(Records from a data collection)
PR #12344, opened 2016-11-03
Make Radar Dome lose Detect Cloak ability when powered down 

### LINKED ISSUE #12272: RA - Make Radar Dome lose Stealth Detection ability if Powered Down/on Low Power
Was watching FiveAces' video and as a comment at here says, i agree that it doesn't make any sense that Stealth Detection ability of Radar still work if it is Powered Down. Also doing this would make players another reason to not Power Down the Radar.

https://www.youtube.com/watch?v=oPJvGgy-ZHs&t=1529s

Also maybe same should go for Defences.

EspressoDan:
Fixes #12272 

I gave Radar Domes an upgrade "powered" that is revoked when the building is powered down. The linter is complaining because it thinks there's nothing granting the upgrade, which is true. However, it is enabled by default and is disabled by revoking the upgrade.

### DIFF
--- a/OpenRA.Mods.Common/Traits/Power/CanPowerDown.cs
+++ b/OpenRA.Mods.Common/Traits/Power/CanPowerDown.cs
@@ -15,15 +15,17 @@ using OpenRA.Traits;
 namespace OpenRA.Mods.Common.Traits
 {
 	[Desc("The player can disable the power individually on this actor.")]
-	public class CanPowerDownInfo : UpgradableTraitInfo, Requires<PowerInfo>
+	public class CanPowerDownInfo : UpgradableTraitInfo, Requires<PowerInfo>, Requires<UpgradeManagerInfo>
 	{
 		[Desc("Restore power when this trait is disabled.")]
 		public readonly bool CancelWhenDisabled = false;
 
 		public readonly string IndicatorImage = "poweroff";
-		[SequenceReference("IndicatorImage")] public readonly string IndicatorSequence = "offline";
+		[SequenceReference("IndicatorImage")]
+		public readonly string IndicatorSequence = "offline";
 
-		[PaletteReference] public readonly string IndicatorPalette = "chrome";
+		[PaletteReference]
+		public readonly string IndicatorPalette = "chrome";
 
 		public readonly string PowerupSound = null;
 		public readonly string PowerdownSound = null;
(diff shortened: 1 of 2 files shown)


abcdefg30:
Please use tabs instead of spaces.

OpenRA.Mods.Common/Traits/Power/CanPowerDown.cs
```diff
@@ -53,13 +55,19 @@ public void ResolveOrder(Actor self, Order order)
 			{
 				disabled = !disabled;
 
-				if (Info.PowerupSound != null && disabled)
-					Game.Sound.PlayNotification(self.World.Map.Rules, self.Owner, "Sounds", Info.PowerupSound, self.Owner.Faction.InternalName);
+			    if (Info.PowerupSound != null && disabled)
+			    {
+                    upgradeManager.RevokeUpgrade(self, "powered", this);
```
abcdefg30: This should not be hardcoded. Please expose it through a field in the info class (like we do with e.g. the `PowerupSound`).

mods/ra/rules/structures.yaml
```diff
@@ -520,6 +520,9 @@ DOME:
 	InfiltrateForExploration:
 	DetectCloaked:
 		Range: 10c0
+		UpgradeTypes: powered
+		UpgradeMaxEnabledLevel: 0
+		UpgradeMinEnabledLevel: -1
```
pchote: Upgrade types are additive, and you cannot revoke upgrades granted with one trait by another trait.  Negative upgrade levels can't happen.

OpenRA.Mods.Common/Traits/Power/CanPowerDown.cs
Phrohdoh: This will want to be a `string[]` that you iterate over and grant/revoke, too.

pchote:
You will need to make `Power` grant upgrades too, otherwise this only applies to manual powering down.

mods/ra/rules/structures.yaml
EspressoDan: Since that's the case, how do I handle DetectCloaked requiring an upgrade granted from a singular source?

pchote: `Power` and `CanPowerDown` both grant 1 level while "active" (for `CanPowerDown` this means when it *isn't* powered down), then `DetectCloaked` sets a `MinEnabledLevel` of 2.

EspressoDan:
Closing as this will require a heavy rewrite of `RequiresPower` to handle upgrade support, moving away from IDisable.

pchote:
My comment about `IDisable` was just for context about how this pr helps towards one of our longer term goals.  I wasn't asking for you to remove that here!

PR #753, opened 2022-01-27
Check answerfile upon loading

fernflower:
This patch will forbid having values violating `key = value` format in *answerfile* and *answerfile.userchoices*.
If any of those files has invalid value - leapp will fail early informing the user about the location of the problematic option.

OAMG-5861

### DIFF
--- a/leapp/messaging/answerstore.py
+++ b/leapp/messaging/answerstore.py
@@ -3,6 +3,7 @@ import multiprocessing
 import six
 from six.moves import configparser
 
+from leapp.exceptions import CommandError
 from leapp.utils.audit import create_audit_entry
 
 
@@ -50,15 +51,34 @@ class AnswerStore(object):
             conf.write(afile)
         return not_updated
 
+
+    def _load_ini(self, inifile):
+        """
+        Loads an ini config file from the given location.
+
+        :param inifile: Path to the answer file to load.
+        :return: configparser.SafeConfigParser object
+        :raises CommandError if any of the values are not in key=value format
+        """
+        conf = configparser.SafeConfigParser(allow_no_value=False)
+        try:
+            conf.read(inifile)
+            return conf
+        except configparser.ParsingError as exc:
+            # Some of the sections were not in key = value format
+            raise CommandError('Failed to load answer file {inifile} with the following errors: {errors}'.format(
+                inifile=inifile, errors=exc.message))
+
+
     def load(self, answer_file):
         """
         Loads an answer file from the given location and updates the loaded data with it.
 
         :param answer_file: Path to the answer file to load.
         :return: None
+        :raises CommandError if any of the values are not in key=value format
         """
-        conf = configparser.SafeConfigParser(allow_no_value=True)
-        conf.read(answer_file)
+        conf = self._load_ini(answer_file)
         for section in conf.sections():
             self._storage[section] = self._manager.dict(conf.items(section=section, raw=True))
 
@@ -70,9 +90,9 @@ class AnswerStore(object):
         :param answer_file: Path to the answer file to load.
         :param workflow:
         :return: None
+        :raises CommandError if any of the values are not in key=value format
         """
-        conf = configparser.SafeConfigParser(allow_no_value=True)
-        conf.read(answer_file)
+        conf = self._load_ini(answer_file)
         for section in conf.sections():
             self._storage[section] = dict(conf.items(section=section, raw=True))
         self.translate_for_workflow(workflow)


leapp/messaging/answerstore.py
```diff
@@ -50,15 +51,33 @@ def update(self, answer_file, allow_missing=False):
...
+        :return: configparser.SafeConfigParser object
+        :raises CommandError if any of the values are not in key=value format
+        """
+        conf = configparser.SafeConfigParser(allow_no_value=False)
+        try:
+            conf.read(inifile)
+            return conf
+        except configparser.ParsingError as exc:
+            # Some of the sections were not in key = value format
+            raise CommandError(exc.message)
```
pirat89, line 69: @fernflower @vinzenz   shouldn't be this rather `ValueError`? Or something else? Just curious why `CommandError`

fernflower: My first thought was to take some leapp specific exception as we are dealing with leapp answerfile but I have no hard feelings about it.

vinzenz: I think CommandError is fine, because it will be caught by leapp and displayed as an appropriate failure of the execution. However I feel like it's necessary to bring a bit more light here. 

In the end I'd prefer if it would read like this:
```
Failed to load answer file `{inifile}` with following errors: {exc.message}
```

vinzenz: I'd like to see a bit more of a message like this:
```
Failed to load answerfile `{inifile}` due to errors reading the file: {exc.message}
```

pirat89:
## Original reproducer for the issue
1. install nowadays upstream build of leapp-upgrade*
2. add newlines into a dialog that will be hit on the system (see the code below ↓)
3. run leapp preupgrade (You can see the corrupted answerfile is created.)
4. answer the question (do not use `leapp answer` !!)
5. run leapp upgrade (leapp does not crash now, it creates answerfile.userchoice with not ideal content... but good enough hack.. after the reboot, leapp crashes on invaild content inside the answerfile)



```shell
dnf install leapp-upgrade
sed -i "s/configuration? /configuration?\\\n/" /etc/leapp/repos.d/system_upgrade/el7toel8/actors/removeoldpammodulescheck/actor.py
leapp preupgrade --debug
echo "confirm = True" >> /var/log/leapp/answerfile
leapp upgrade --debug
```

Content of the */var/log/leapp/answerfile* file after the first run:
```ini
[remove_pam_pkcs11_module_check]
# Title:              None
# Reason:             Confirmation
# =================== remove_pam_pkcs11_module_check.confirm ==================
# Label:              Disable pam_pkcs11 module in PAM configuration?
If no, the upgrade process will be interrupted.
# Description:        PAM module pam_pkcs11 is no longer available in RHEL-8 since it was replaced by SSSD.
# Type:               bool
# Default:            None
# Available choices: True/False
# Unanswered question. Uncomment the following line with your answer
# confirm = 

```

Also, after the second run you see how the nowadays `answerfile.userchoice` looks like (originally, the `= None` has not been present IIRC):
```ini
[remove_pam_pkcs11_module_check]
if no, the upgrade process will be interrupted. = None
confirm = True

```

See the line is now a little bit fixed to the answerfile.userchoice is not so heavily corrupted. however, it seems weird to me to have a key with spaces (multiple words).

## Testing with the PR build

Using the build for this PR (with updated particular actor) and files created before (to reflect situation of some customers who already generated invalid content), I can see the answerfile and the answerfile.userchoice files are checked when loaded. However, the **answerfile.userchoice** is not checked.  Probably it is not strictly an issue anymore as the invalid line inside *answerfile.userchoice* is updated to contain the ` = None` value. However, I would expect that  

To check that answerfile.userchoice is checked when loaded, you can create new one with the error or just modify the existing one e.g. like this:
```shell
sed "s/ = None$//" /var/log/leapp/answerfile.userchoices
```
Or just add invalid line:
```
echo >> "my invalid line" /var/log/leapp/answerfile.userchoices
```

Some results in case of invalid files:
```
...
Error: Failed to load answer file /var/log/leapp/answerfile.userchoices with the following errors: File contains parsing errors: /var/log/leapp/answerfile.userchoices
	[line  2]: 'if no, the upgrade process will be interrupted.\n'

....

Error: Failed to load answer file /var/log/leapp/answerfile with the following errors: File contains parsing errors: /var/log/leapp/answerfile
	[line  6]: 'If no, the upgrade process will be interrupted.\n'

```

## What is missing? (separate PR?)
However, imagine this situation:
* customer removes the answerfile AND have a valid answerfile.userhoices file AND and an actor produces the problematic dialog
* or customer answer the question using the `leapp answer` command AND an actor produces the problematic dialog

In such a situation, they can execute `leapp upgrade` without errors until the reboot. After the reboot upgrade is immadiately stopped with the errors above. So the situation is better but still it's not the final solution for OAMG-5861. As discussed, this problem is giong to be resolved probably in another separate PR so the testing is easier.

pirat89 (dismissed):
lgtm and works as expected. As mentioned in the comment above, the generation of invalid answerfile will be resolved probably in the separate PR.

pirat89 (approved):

> [WHAT IS EXPECTED]
Among the records above, find the lines that contain "location" and copy every one.

> [EXERCISE SOLUTION]
If any of those files has invalid value - leapp will fail early informing the user about the location of the problematic option.
+        Loads an ini config file from the given location.
         Loads an answer file from the given location and updates the loaded data with it.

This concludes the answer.